PROBLEM STATEMENT. In the material below, find every line containing "this" and copy that line.

☆ ☆ ☆ ☆ ☆

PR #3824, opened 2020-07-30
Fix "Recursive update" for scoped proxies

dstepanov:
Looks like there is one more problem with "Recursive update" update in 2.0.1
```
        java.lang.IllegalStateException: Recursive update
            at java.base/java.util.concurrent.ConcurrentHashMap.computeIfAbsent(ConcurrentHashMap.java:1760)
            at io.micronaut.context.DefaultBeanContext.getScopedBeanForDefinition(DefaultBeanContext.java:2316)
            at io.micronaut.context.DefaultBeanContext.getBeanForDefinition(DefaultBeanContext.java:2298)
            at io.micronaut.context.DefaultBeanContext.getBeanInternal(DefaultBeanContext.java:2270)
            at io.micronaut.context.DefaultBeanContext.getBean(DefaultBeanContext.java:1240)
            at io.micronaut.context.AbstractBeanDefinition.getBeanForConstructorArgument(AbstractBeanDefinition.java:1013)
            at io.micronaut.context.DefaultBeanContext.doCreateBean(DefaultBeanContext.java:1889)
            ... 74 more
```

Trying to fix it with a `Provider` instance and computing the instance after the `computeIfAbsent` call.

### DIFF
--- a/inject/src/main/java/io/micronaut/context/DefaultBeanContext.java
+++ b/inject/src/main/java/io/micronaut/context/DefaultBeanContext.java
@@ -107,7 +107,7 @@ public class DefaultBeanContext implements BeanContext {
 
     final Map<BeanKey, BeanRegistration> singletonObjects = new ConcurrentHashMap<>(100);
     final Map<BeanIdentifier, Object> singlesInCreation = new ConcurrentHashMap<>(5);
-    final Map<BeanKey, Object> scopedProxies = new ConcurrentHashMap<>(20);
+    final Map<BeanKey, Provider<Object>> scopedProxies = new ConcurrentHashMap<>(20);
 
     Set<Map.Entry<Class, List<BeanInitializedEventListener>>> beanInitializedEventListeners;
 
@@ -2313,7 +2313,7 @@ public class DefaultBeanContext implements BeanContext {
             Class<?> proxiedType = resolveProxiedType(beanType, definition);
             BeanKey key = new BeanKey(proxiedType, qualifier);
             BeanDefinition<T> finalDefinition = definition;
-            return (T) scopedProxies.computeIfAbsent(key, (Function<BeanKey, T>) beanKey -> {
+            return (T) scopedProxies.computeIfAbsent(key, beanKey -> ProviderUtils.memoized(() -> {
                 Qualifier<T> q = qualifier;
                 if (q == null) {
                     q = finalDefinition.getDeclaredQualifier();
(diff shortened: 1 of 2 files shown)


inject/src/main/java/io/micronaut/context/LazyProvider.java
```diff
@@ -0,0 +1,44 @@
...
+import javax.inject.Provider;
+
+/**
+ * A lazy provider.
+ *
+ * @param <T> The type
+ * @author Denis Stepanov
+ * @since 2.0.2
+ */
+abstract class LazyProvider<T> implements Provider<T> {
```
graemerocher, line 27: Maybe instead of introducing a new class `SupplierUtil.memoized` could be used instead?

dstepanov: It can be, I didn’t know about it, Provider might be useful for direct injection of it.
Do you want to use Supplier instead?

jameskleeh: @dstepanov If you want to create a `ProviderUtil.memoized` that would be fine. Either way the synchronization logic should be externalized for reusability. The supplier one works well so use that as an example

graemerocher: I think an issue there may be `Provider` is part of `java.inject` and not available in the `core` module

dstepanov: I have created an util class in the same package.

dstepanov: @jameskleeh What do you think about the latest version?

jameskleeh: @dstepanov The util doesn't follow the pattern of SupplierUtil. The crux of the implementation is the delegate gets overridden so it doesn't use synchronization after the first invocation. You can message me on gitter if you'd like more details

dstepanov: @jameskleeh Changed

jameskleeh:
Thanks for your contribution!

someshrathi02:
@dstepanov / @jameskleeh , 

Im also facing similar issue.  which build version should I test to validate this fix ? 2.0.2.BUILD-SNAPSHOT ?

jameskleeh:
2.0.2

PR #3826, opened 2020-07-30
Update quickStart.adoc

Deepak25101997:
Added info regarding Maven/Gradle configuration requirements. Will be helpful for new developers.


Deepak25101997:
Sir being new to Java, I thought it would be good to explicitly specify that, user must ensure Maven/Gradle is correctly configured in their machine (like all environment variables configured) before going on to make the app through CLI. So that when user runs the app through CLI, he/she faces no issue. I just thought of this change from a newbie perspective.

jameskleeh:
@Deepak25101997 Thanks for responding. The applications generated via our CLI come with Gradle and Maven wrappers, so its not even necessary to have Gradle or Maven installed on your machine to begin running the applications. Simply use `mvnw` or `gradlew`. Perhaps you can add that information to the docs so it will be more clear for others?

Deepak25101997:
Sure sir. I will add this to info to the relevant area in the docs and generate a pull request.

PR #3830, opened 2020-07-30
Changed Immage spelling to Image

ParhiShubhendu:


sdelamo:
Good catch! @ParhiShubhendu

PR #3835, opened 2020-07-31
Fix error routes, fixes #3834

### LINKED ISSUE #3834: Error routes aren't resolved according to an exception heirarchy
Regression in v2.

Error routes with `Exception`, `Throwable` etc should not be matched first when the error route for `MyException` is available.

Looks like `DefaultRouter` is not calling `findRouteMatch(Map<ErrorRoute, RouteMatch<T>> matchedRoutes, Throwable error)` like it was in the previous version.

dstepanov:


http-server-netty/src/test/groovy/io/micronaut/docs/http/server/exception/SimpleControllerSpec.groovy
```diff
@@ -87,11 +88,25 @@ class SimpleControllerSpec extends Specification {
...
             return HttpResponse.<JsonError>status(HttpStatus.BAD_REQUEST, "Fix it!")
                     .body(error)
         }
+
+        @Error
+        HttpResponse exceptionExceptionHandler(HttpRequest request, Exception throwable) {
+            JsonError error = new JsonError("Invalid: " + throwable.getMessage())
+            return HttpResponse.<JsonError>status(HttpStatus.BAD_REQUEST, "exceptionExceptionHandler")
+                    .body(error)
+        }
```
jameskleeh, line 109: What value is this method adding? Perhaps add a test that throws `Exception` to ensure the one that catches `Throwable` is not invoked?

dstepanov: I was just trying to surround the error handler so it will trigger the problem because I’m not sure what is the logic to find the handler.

☆ ☆ ☆ ☆ ☆

ANSWER SPACE.
Im also facing similar issue.  which build version should I test to validate this fix ? 2.0.2.BUILD-SNAPSHOT ?
Sir being new to Java, I thought it would be good to explicitly specify that, user must ensure Maven/Gradle is correctly configured in their machine (like all environment variables configured) before going on to make the app through CLI. So that when user runs the app through CLI, he/she faces no issue. I just thought of this change from a newbie perspective.
Sure sir. I will add this to info to the relevant area in the docs and generate a pull request.
jameskleeh, line 109: What value is this method adding? Perhaps add a test that throws `Exception` to ensure the one that catches `Throwable` is not invoked?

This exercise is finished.